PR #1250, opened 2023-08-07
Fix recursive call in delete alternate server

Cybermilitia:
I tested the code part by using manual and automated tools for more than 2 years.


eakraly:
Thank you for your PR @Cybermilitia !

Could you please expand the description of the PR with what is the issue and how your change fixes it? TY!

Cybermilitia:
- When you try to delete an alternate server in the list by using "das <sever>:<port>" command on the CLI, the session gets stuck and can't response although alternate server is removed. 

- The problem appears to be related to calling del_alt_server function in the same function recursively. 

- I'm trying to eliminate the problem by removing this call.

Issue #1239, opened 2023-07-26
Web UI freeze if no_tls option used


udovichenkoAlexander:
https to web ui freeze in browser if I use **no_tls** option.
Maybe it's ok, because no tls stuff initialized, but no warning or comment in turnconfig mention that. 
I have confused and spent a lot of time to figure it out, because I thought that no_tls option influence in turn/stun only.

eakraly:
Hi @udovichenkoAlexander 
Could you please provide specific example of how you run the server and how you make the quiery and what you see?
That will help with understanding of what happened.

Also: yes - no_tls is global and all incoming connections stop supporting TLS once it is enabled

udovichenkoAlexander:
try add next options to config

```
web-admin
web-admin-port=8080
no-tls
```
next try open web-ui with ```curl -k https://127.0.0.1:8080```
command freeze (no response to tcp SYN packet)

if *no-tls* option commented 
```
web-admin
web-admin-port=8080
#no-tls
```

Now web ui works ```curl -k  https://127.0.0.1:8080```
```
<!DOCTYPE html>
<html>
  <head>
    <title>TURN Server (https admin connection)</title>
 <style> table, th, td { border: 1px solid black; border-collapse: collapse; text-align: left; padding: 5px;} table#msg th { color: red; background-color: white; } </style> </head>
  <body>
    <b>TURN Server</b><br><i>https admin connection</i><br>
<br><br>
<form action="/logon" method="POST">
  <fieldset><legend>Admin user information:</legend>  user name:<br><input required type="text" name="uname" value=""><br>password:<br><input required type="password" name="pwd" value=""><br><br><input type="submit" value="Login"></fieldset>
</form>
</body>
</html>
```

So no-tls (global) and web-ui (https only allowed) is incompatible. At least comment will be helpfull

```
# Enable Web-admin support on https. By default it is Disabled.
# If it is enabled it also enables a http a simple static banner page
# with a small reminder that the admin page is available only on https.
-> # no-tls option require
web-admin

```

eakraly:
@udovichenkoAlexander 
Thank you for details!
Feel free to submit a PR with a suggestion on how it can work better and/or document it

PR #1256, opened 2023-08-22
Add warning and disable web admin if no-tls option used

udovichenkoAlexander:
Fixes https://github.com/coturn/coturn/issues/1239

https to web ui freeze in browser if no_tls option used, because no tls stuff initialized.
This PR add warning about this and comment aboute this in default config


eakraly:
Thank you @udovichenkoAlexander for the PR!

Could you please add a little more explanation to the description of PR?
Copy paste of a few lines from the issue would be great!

---

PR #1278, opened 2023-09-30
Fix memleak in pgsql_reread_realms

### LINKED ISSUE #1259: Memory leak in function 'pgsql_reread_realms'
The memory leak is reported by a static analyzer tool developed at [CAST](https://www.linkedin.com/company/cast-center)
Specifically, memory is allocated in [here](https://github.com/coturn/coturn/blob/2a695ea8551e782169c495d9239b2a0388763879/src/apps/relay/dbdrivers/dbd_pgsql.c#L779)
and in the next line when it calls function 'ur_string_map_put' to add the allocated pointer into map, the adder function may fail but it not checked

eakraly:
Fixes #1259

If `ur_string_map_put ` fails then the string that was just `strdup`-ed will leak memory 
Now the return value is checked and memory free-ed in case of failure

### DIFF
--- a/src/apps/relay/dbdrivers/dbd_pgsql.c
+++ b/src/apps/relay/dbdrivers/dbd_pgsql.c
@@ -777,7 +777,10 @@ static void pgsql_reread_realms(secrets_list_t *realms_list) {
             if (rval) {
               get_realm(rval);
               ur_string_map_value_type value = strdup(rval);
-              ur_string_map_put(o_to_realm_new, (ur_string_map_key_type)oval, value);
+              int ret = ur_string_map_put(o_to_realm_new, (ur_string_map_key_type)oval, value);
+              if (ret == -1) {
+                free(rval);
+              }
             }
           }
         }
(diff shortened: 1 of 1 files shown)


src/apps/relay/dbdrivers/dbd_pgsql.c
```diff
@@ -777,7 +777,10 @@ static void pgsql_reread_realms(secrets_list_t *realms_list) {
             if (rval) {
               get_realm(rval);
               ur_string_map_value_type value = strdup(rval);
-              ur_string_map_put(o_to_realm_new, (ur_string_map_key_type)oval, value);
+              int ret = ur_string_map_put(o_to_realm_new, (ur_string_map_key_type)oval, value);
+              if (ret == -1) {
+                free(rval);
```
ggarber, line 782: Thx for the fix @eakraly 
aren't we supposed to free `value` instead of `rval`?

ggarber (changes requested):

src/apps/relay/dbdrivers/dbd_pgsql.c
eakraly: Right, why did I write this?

*Requirement*: Only lines with the string "opened" belong in the answer; copy each of them from the listing.

*Exercise response*:
PR #1250, opened 2023-08-07
Issue #1239, opened 2023-07-26
PR #1256, opened 2023-08-22
PR #1278, opened 2023-09-30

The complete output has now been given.